In [None]:
%%bash
!(stat -t /usr/local/lib/*/dist-packages/google/colab > /dev/null 2>&1) && exit
pip install git+https://github.com/davidbau/baulab

# Non-Saturating GAN demo

Goodfellow also notices that, in practice, simpling making the job harder for the discriminator as measured by $V$ is not that great.  So in the [original GAN paper](https://arxiv.org/pdf/1406.2661.pdf), he also suggests using a <em>saturating</em> loss.  This use of a different loss was the first in a series of clever alternate loss functions that improved GAN training.

Here we let you play with the saturating loss.
  

In [None]:
from baulab import PlotWidget, Range, Numberbox, show
import torch, math

def gaussian_model(x, mean, variance):
    return torch.exp(-(x - mean) ** 2 / variance) / torch.sqrt(2 * torch.pi * variance)

def make_gaussian_model(mean, variance):
    return lambda x: gaussian_model(x, torch.tensor(mean), torch.tensor(variance))

def discriminator(x, p_true, p_gen):
    return p_true(x) / (p_true(x) + p_gen(x))

def value_fn(x, p_true, p_gen):
    d = discriminator(x, p_true, p_gen)
    return p_gen(x) * torch.log(d)

def nonsaturating_redraw_rule(fig, gen_mean=0.0, gen_variance=1.0, true_mean=3.0, true_variance=0.5):
    if len(fig.axes) == 1:
       ax2 = fig.axes[0].twinx()
    [ax, ax2] = fig.axes
    x_range = torch.arange(-3, 6, 0.1)
    true_model = make_gaussian_model(true_mean, true_variance)
    gen_model = make_gaussian_model(gen_mean, gen_variance)
    ax2.clear()
    ax2.set_ylim(-8.2, 0.2)
    ax2.set_ylabel('non-saturating $V_{\mathrm{nonsaturating}}$')
    ax2.fill_between(x_range, value_fn(x_range, true_model, gen_model),
                     alpha=0.5, color='red', lw=0, label='$V_{\mathrm{nonsaturating}} = E_G[\log(D)]$')
    ax.clear()
    ax.set_title('Non-Saturating GAN game: push the red curve up as much as possible')
    ax.plot(x_range, gen_model(x_range), linewidth=3, label='$P_G$ generator distribution')
    ax.plot(x_range, true_model(x_range), label='$P_T$ target distribution')
    ax.plot(x_range, discriminator(x_range, true_model, gen_model), label='$D$ discriminator classifies T')
    ax.set_ylabel('probability density $P_G$, $P_T$, probability $D$')
    ax.set_ylim(-0.05, 1.05)
    ax.legend(*(a + b for a, b in zip(*[axN.get_legend_handles_labels() for axN in [ax, ax2]])),
               loc='upper left')
    
plot = PlotWidget(nonsaturating_redraw_rule, figsize=(8, 5), dpi=100)
mean_slider = Range(value=plot.prop('gen_mean'), min=-5, max=5, step=0.01)
mean_input = Numberbox(value=plot.prop('gen_mean'))
var_slider = Range(value=plot.prop('gen_variance'), min=0.1, max=1.9, step=0.01)
var_input = Numberbox(value=plot.prop('gen_variance'))
show([[plot],
      [show.style(textAlign='right'), 'Generator Mean', show.style(flex=2), mean_slider, mean_input],
      [show.style(textAlign='right'), 'Generator Variance', show.style(flex=2), var_slider, var_input]])

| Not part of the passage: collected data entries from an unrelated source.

PR #5695, opened 2023-10-04
Nuke: minor docstring and code tweaks for ExtractReviewMov

moonyuet:
## Changelog Description
Code and docstring tweaks on https://github.com/ynput/OpenPype/pull/5623

## Additional info
n/a

## Testing notes:
1. add `png` to the settings `project_settings/nuke/publish/ExtractReviewDataBakingStreams/outputs/baking/extension`
2. publish review from nuke

### DIFF
--- a/openpype/hosts/nuke/api/plugin.py
+++ b/openpype/hosts/nuke/api/plugin.py
@@ -819,6 +819,11 @@ class ExporterReviewMov(ExporterReview):
             self.file = "{}{}.{}".format(
                 self.fhead, self.name, self.ext)
         else:
+            # Output is image (or image sequence)
+            # When the file is an image it's possible it
+            # has extra information after the `fhead` that
+            # we want to preserve, e.g. like frame numbers
+            # or frames hashes like `####`
             filename_no_ext = os.path.splitext(
                 os.path.basename(self.path_in))[0]
             after_head = filename_no_ext[len(self.fhead):]
--- a/openpype/hosts/nuke/api/plugin.py
+++ b/openpype/hosts/nuke/api/plugin.py
@@ -39,7 +39,7 @@ from .lib import (
     get_view_process_node,
     get_viewer_config_from_string,
     deprecated,
-    get_head_filename_without_hashes,
+    prepend_name_before_hashed_frame,
     get_filenames_without_hash
 )
 from .pipeline import (
@@ -820,12 +820,12 @@ class ExporterReviewMov(ExporterReview):
         if ".{}".format(self.ext) not in VIDEO_EXTENSIONS:
             # filename would be with frame hashes if
             # the file extension is not in video format
-            filename = get_head_filename_without_hashes(
+            filename = prepend_name_before_hashed_frame(
                 self.path_in, self.name)
             self.file = filename
             # make sure the filename are in
             # correct image output format
-            if ".{}".format(self.ext) not in self.file:
+            if not self.file.endswith(".{}".format(ext)):
                 filename_no_ext, _ = os.path.splitext(filename)
                 self.file = "{}.{}".format(filename_no_ext, self.ext)
 
--- a/openpype/hosts/nuke/api/plugin.py
+++ b/openpype/hosts/nuke/api/plugin.py
@@ -39,7 +39,6 @@ from .lib import (
     get_view_process_node,
     get_viewer_config_from_string,
     deprecated,
-    prepend_name_before_hashed_frame,
     get_filenames_without_hash
 )
 from .pipeline import (
@@ -818,15 +817,14 @@ class ExporterReviewMov(ExporterReview):
 
         self.file = self.fhead + self.name + ".{}".format(self.ext)
         if ".{}".format(self.ext) not in VIDEO_EXTENSIONS:
-            # filename would be with frame hashes if
-            # the file extension is not in video format
-            filename = prepend_name_before_hashed_frame(
-                self.path_in, self.name)
-            self.file = filename
+            filename = os.path.basename(self.path_in)
+            self.file = self.fhead + self.name + ".{}".format(
+                filename.split(".", 1)[-1]
+            )
             # make sure the filename are in
             # correct image output format
             if not self.file.endswith(".{}".format(ext)):
-                filename_no_ext, _ = os.path.splitext(filename)
+                filename_no_ext, _ = os.path.splitext(self.file)
                 self.file = "{}.{}".format(filename_no_ext, self.ext)
 
         self.path = os.path.join(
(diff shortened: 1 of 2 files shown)


openpype/hosts/nuke/api/plugin.py
```diff
@@ -820,12 +820,12 @@ def __init__(self,
         if ".{}".format(self.ext) not in VIDEO_EXTENSIONS:
             # filename would be with frame hashes if
             # the file extension is not in video format
-            filename = get_head_filename_without_hashes(
+            filename = prepend_name_before_hashed_frame(
```
BigRoy, line 823: I still think the code is weird.

The class inherits from [`ExporterReview`](https://github.com/ynput/OpenPype/blob/4a2417d2ca741c6b5a8db81b042e0bfff7a4d12a/openpype/hosts/nuke/api/plugin.py#L559) which already computes `self.fhead` like is done outside of this logic to define `self.fhead + self.name + ...` etc.

Doesn't that just mean we should somehow be fixing the logic [here](https://github.com/ynput/OpenPype/blob/4a2417d2ca741c6b5a8db81b042e0bfff7a4d12a/openpype/hosts/nuke/api/plugin.py#L585-L609)?

What's the reason we can't rely on that `self.fhead`? Doesn't this just mean that the design of `ExporterReview` class is buggy to begin with and doesn't support sequences (or at least not paths with hashes - and if it's just about the hashes, _why_ are we passing the filepath with hashes to begin with).

jakubjezek001 (approved):
LGTM!

openpype/hosts/nuke/api/plugin.py
```diff
@@ -818,15 +817,14 @@ def __init__(self,
...
         if ".{}".format(self.ext) not in VIDEO_EXTENSIONS:
-            # filename would be with frame hashes if
-            # the file extension is not in video format
-            filename = get_head_filename_without_hashes(
-                self.path_in, self.name)
-            self.file = filename
+            filename = os.path.basename(self.path_in)
+            self.file = self.fhead + self.name + ".{}".format(
+                filename.split(".", 1)[-1]
+            )
```
BigRoy, line 823: This would still fail with files that contain a `dot` before the hashes or frame numbers.

```
hello.world.####.exr
hello.world.0001.exr
```
Would now both make:
```
hello.world.{name}.world
```

Also, with this logic we now know for a fact that `self.file` will not have the extension since we creating the filename ourselves without the extension

so the logic below would actually be splitting of `.world` and then replace that with the extension so we end up with `hello.world.{name}.{ext}` which does not have the frame number or hashes which would not work for image based outputs?

moonyuet: maybe we can try to use `replace `here for the files(although it is not likeable)
`self.file =self.fname.replace(self.fhead, self.fhead+self.name)`

openpype/hosts/nuke/api/plugin.py
```diff
@@ -818,15 +817,13 @@ def __init__(self,
...
         self.file = self.fhead + self.name + ".{}".format(self.ext)
         if ".{}".format(self.ext) not in VIDEO_EXTENSIONS:
-            # filename would be with frame hashes if
-            # the file extension is not in video format
-            filename = get_head_filename_without_hashes(
-                self.path_in, self.name)
-            self.file = filename
+            filename = os.path.basename(self.path_in)
+            self.file = re.sub(
+                self.fhead, self.fhead + self.name + ".", filename)
```
BigRoy, line 822: `self.fhead` does currently not include the frame number or frame hashing as far as I could tell from the logic in [`get_file_info`](https://github.com/ynput/OpenPype/blob/13b46070fe9fef0b6474a50e9cebb7d7b73eac43/openpype/hosts/nuke/api/plugin.py#L584-L608) - is that what you intended to produce here?

Also, if you use regex on a name/pattern you want to exactly match use `re.escape()` on the input because otherwise e.g. `hello.world` would also match `hello_world` or `hellooworld` since the `.` means any character. 

Could you explain what, in your eyes the different variables should be?
```
self.path_in = "/path/to/hello.####.exr"
self.fhead = "hello."
self.name = "baking"
filename = `hello.####.exr`
```
Does this seem about right?

If so, this is likely your best shot to 'keeping whatever is in between' head and extension.
```python
# Strip off the head but preserve as much of the remainder of the filename
filename = filename[len(self.fhead):]
```
Better:
```python
filename_no_ext = os.path.splitext(os.path.basename(self.path_in))[0]
after_head = filename_no_ext[len(self.fhead):]
self.file = self.fhead + self.name + after_head + self.ext
```

And this logic I suspect might even hold true for both video files and image files, for video files `after_head` would just be an empty string.

This is just quickly out of the top of my head.

openpype/hosts/nuke/api/plugin.py
```diff
@@ -818,17 +817,11 @@ def __init__(self,
...
-            # correct image output format
-            if ".{}".format(self.ext) not in self.file:
-                filename_no_ext, _ = os.path.splitext(filename)
-                self.file = "{}.{}".format(filename_no_ext, self.ext)
-
+            filename_no_ext = os.path.splitext(
+                os.path.basename(self.path_in))[0]
+            after_head = filename_no_ext[len(self.fhead):]
+            self.file = "{}{}.{}.{}".format(
+                self.fhead, self.name, after_head, self.ext)
```
BigRoy, line 824:
```suggestion
            # When the file is an image it's possible it
            # has extra information after the `fhead` that
            # we want to preserve, e.g. like frame numbers
            # or frames hashes like `####`
            filename_no_ext = os.path.splitext(
                os.path.basename(self.path_in))[0]
            after_head = filename_no_ext[len(self.fhead):]
            self.file = "{}{}.{}.{}".format(
                self.fhead, self.name, after_head, self.ext)
```

openpype/hosts/nuke/api/plugin.py
```diff
@@ -818,17 +817,11 @@ def __init__(self,
 
         self.file = self.fhead + self.name + ".{}".format(self.ext)
```
BigRoy, line 818: Let's match the code style here with what we're doing in the if statement.
```suggestion
        self.file = "{}{}.{}".format(self.fhead, self.name, self.ext)
```

BigRoy: Also, what's the reason we're not doing `if ... else`?

```python
        if ".{}".format(self.ext) in VIDEO_EXTENSIONS:
            # Output is video
            self.file = "{}{}.{}".format(self.fhead, self.name, self.ext)
        else:
            # Output is expected to be image (or image sequence)
            # When the file is an image it's possible it
            # has extra information after the `fhead` that
            # we want to preserve, e.g. like frame numbers
            # or frames hashes like `####`
            filename_no_ext = os.path.splitext(
                os.path.basename(self.path_in))[0]
            after_head = filename_no_ext[len(self.fhead):]
            self.file = "{}{}.{}.{}".format(
                self.fhead, self.name, after_head, self.ext)
```

BigRoy (approved):
Haven't tested the code (don't use Nuke) but the logic seems more sound than before.

jakubjezek001 (approved):
LGTM!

## What is the non-saturating loss

By choosing $G$ to maximize $V_{\text{nonsaturating}} = E_G(\log D(x))$, we are saying "maximize certainty that a generated $x$ is real".

This differs from the original goal of minimizing $V = k + E_G(\log 1 - D(x))$, which says "minimize certainty that the generated $x$ is fake."

The non-saturating loss is effectively teaching $G$ to actively seek out examples that directly fool $D$, rather than just looking for examples that make $D$ unsure.

## The performance difference

Notice that in the original simple GAN formulation, $V$ goes to near-constant-zero when $G$ is very far from $T$, which makes the gradients very close to zero, so it very hard to learn $G$ at the beginning of training.

But as you can see, instead of saturating at zero when $G$ is far from $T$, the non-sturating loss grows very negative and continues to vary (at least in the Gaussian case).   That means it should be possible to train $G$ to get closer to $T$ even when it starts far away.